Masking: Quadruple (Participant, Care Provider, Investigator, Outcomes Assessor)
Primary Purpose: Treatment
Official Title: A Phase 3b, 42-day, Randomized, Double-Blind, Placebo Controlled, Parallel Group Study to Evaluate the Safety and Tolerability of Nebulized Revefenacin and Nebulized Formoterol Fumarate (PERFOROMIST®) Administered in Sequence and as a Combined Solution in Subjects With Chronic Obstructive Pulmonary Disease
Actual Study Start Date : May 31, 2018
Actual Primary Completion Date : September 25, 2018
Actual Study Completion Date : September 25, 2018

Resource links provided by the National Library of Medicine

MedlinePlus related topics: COPD Lung Diseases

Arm Intervention/treatment
Experimental: Period 1: Revefenacin + Formoterol (Sequential)
Days 1 to 21: Revefenacin and formoterol will be sequentially administered in the morning. Formoterol will be administered again in the evening.
Drug: Revefenacin
Revefenacin is administered via a nebulizer.
Other Name: TD-4208

Drug: Formoterol
Administered sequentially in both revefenacin and placebo arms using a nebulizer.
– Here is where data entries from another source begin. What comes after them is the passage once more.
PR #2922, opened 2022-09-28
Migrate Ubuntu packaging to GitHub workflows

ehildenb:
Part of: https://github.com/runtimeverification/k/issues/2869

~Blocked on: https://github.com/runtimeverification/k/pull/2896~
~Blocked on: https://github.com/runtimeverification/k/pull/2921~
~Blocked on: https://github.com/runtimeverification/k/pull/2940~
~Blocked on: https://github.com/runtimeverification/k/pull/2950~

- [x] Parameterize the dockerfiles in the distro of Ubuntu to use.
- [x] Factor out GH action `test-package` for the packaging process for the Ubuntu.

Experimental: Period 2: Revefenacin + Formoterol (Combo Solution)
Days 22 to 42: After a 21 day period, the participants from the Revefenacin + Formoterol (Sequential) Arm will be dosed for 21 days with a combination of revefenacin and formoterol administered as a combined solution. Formoterol will be administered again in the evening.
Drug: Revefenacin
Revefenacin is administered via a nebulizer.
Other Name: TD-4208

Drug: Formoterol
Administered sequentially in both revefenacin and placebo arms using a nebulizer.
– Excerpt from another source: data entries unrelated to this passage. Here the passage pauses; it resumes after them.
PR #4250, opened 2024-04-16
Remove proof field from Prover

nwatson22:
Porting https://github.com/runtimeverification/pyk/pull/960 to K repo.

`APRProver.step_proof` currently assumes the proof being passed in the `APRProofStep` it takes as argument is the same as `self.proof`, i.e. when it calls `self.nonzero_depth`, `self._check_subsume`, and `self._checked_for_bounded` assumes the proof being passed in is always the same for a single `APRProver` instance.

This is a problem in itself, but changing this should also move us closer an implementation that can run `step_proof` on different nodes in parallel, by reducing its dependency on external data. A next step could be initializing a new KCFGExplore every `step_proof` instead of using `self.kcfg_explore` to access the `KoreClient`.

- Removes `proof` field from `Prover` and `APRProver`.
- Makes methods that read/write `self.prover` take a prover argument 
- Proof initialization is performed separately in `init_proof` at the beginning of `advance_proof` rather than in the `Prover` constructor.
- Moves `_checked_for_terminal` and `_checked_for_bounded` into `APRProof`, as they refer to nodes of a specific proof.

### DIFF
--- a/pyk/src/pyk/proof/reachability.py
+++ b/pyk/src/pyk/proof/reachability.py
@@ -180,6 +180,14 @@ class APRProof(Proof[APRProofStep, APRProofResult], KCFGExploration):
             and not self.is_bounded(node_id)
         )
 
+    @property
+    def circularities_module_name(self) -> str:
+        return self.module_name + '-CIRCULARITIES-MODULE'
+
+    @property
+    def dependencies_module_name(self) -> str:
+        return self.module_name + '-DEPENDS-MODULE'
+
     def is_init(self, node_id: NodeIdLike) -> bool:
         return self.kcfg._resolve(node_id) == self.kcfg._resolve(self.init)
 
@@ -614,12 +622,8 @@ class APRProof(Proof[APRProofStep, APRProofResult], KCFGExploration):
         return refutation
 
 
-class APRProver(Prover[APRProofStep, APRProofResult]):
-    proof: APRProof
-
+class APRProver(Prover[APRProof, APRProofStep, APRProofResult]):
     main_module_name: str
-    dependencies_module_name: str
-    circularities_module_name: str
     execute_depth: int | None
     cut_point_rules: Iterable[str]
     terminal_rules: Iterable[str]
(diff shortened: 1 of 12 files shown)


ehildenb:
@nwatson22 you probably based this on `master` and need to rebase your changes onto `develop` instead.

pyk/src/pyk/proof/reachability.py
```diff
@@ -672,64 +678,54 @@ def _inject_module(module_name: str, import_name: str, sentences: list[KRuleLike
                 dependencies_as_rules.append(apr_subproof.as_rule(priority=20))
         circularity_rule = proof.as_rule(priority=20)
 
-        module_name = self.proof.module_name
-        self.dependencies_module_name = module_name + '-DEPENDS-MODULE'
-        self.circularities_module_name = module_name + '-CIRCULARITIES-MODULE'
-        _inject_module(self.dependencies_module_name, self.main_module_name, dependencies_as_rules)
-        _inject_module(self.circularities_module_name, self.dependencies_module_name, [circularity_rule])
+        _inject_module(proof.dependencies_module_name, self.main_module_name, dependencies_as_rules)
+        _inject_module(proof.circularities_module_name, proof.dependencies_module_name, [circularity_rule])
```
ehildenb, line 682: Why is this in `init_proof` and not the prover initialization? This seems more about the prover than the proof.

nwatson22: It's because the module name, and by extension, the dependencies_module_name and circularities_module_name are dependent on the proof IDs, and the subproofs getting injected as rules are also dependent on the proofs, so since I'm no longer initializing the Prover with a proof, I thought I should inject the modules as a separate step for each proof prior to stepping those proofs. Does this make sense or have I misunderstood something?

nwatson22:
> @nwatson22 you probably based this on `master` and need to rebase your changes onto `develop` instead.

@ehildenb I think I did this correctly but could you check to make sure it looks right now?

pyk/src/pyk/proof/reachability.py
ehildenb: Makes sense. I wonder though if that will be a slowdown.... shoudl the `Prover` track all the modules it's injected and not re-inject ones it doesn't need?

ehildenb (approved):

Placebo Comparator: Period 1: Placebo + Formoterol (Sequential)
Days 1 to 21: Placebo versions of revefenacin and formoterol will be sequentially administered in the morning. Formoterol will be administered again in the evening.
Drug: Placebo
Placebo version of Revefenacin is administered via a nebulizer.

Drug: Formoterol
Administered sequentially in both revefenacin and placebo arms using a nebulizer.

Placebo Comparator: Period 2: Placebo + Formoterol (Combo Solution)
Days 22 to 42: After a 21 day period, the participants from Placebo + Formoterol (Sequential) Arm the will be dosed for 21 days with a combination of placebo revefenacin and formoterol administered as a combined solution. Formoterol will be administered again in the evening.
Drug: Placebo
Placebo version of Revefenacin is administered via a nebulizer.

Drug: Formoterol
Administered sequentially in both revefenacin and placebo arms using a nebulizer.




Primary Outcome Measures :
  1. Number of Participants Who Experienced at Least One Treatment-Emergent Adverse Event [ Time Frame: Day 1 to End of Period 2, a Maximum of 42 days + 7 days follow-up (Each period was 21 days) ]
    An adverse event (AE) was any untoward medical occurrence in a participant administered a pharmaceutical product that did not necessarily have to have a causal relationship with this treatment. A treatment-emergent AE is an AE that occurred after the participant has received the study drug.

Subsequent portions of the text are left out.